RS Let me see if I understand you right. We start from even-elemented lists (2 is even too):

 set x {}
 lappend x John 123    ;# set y(John) 123
 lappend x Mary 456    ;# set y(Mary) 456
 @ x John 234          ;# overwrite: set y(John) 123
 @ x Mary => 456       ;# set y(Mary), or: $y(Mary) 
 @ x => {John Mary}    ;# array names y
 expr {[llength $x]/2} ;# array size y

What I don't see yet is how to do hashing with a (hidden) list - given a key to search, lsearch with check on odd/even index would be required in both cases. The advantage of lsearch however is that you can search by key and value, which I've used in some translation tables (e.g. Morse en/decoder). But to replace hashtables with lists in equal efficiency seems difficult to me, and on the C side they're a fact of Tcl life anyway..

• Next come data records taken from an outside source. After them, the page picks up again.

PR #212, opened 2026-01-26
KeyCloakAuthenticator: check for "use" == "sig" when discovering signature public key from provider

jezwilkinson:
Fixes an issue in the OIDC signature public key discovery in KeyCloakAuthenticator, in cases where the KeyCloak realm provides multiple keys at its OIDC `/certs` endpoint.

Current behaviour: If `c.KeyCloakAuthenticator.check_signature` is set to True, the authenticator polls the "jwks_uri" endpoint (realm/protocol/openid-connect/certs) during startup and returns key[0] as the public key to use for verifying token signatures. This works fine if the signing key is the first or only one provided at the `certs` endpoint, but leads to signature validation errors whenever a user logs in if the login realm's `/certs` endpoint provides a different public key (e.g. one used for encryption) in the first position of the JWK object.

This commit allows KeyCloakAuthenticator to automatically determine which of the public keys on the `certs` endpoint is designated as the signing key, by checking [the "use" parameter](https://datatracker.ietf.org/doc/html/rfc7517#section-4.2) of each key, and returns the topmost key marked as a signature verification key (use == "sig" ). Additionally, if no "sig" key is found, then an exception is raised.


rodrigo-sobral (dismissed):

PMax5 (approved):

tomasr8 (approved):

tomasr8:
Thanks @jezwilkinson!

JCW Nice interface! After I wrote that, it occurred to me that I could actually code this up and have a go it it (trace-less, but mutable and storable). Ok let me try to describe things further...

  • let's call this thing a map for now
  • the internal rep of a map is two lists
  • one list is the pairwise key/value contents
  • the other is pairwise too, but hashcode/index
  • the size of the second list is larger, it has spare slots
  • lookup hashes the key, looks it up in 2nd, then finds index
  • when the 2nd list fills, it gets re-sized (in prime-size chunks)
  • when its use drops below 2/3's, it is resized down again
  • the implementation I use is somewhat derived from Python's

I'm omitting several details, but this thing works quite nicely in MK (it's only just now starting to get used, and banged on). It's fast (some Tcl'ers find it shocking to hear that there might be more efficient implementations than theirs, so I won't say that), though it's going to be hard to compare with full arrays, also due to the lack of traces, and the fact that upvars and present-but-seen-as-not-set items don't work on such a beast anyway.

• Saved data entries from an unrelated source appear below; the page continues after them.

PR #244, opened 2026-04-17
swanhub: Log when scriptenv is used

tomasr8:
It's currently completely skipped. We can simply log whether it was used or not without logging the actual value.

### DIFF
--- a/SwanHub/swanhub/spawn_handler.py
+++ b/SwanHub/swanhub/spawn_handler.py
@@ -287,11 +287,12 @@ class SpawnHandler(JHSpawnHandler):
         configs = SpawnHandlersConfigs.instance()
 
         for (key, value) in options.items():
-            if key != configs.user_script_env_field:
+            if key == configs.user_script_env_field:
+                # For the environment script, we want to log only whether it is set or not, not the actual value
+                value_cleaned = 'set' if value else 'not_set'
+            else:
                 value_cleaned = str(value).replace('/', '_')
-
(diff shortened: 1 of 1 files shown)


SwanHub/swanhub/spawn_handler.py
```diff
@@ -292,6 +292,10 @@ def _log_spawn_metrics(self, user, options, spawn_duration_sec, spawn_exception=
 
                 self._log_metric(user.name, host, ".".join(
                     ['spawn_form', key]), value_cleaned)
+            else:
+                # For the environment script, we want to log only whether it is set or not, not the actual value
+                self._log_metric(user.name, host, ".".join(
+                    ['spawn_form', key]), 'set' if value else 'not_set')
```
tomasr8: Not sure which set of values would be best here? `set/not_set`, `true/false`, or something else?

rodrigo-sobral: I'd suggest to do something like this:
```python
            if key == configs.user_script_env_field:
                # For the environment script, we want to log only whether it is set or not, not the actual value
                value_cleaned = 'enabled' if value else 'disabled'
            else:
                value_cleaned = str(value).replace('/', '_')

            self._log_metric(user.name, host, ".".join(['spawn_form', key]), value_cleaned)
```

tomasr8: Ah yeah, that makes it simpler! Updated

rodrigo-sobral (approved):

PR #504, opened 2024-10-09
Clean up git repo on disk when the ref checkout fails

james-warren0:
If the `ref` checkout during a call to `clone()` fails, this ensures the cloned repo on disk will get cleaned up.


NodyHub (approved):
I checked the other calls of [`checkout`](https://github.com/hashicorp/go-getter/blob/768e85f2e16bfc1082f3d16bbda885c1821311c8/get_git.go#L176) and looks like this is the only location where we need to handle this failure.

LGTM!

PR #511, opened 2025-01-07
Update Checkout Actions

ryuichi1208:
ref: https://github.com/actions/checkout/commit/11bd71901bbe5b1630ceea73d27597364c9af683


crw:
Hi @ryuichi1208, apologies, but we do not accept changes to the build process from outside contributors. I appreciate the contribution and hopefully this dependency will be updated with the next go-getter release.

PR #513, opened 2025-01-09
IND-1804 Bump up dependencies to remediate vulnerabiities

mohanmanikanta2299:
Bumping up the dependency versions to remediate the vulnerabilities in go-getter repo for v1. 
Also removed go version 1.17 from workflow file as it doesn't work with updated dependencies.


mukeshjc (approved):
LGTM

But there's a nasty issue lurking in Tcl's current design. Right now, one can have lists with an efficient dual representation underneath, but one cannot mimic the behavior with other datatypes. Example: doing "llength $x" would kill the map. Oh, it could be set up to return the correct result, but after that it's a list object, and recreating a map from it is going to require a complete recalc of the second list. There is no way to make llength work, other than by altering it to peek inside and see if it is a map, then determine its length. Or by creating a "mlength", which casts to a map, and properly guards its representation. But that's not very OO: I want the length of something, in a polymorphic way - let the object itself determine how that gets calculated. Unfortunately, "inherent object type" is not a concept that fits in well with Tcl: is the length of "1 2 3" supposed to be 3, or 5?

A day later... see Adding a hashed datatype -jcw

AK: What Jean-Claude desires in the last paragraph is something that Paul Duffin called 'interfaces'. Where an object may declare that it supports the FOO interface despite not actually being a FOO. In the case above the map could declare to support the list interface.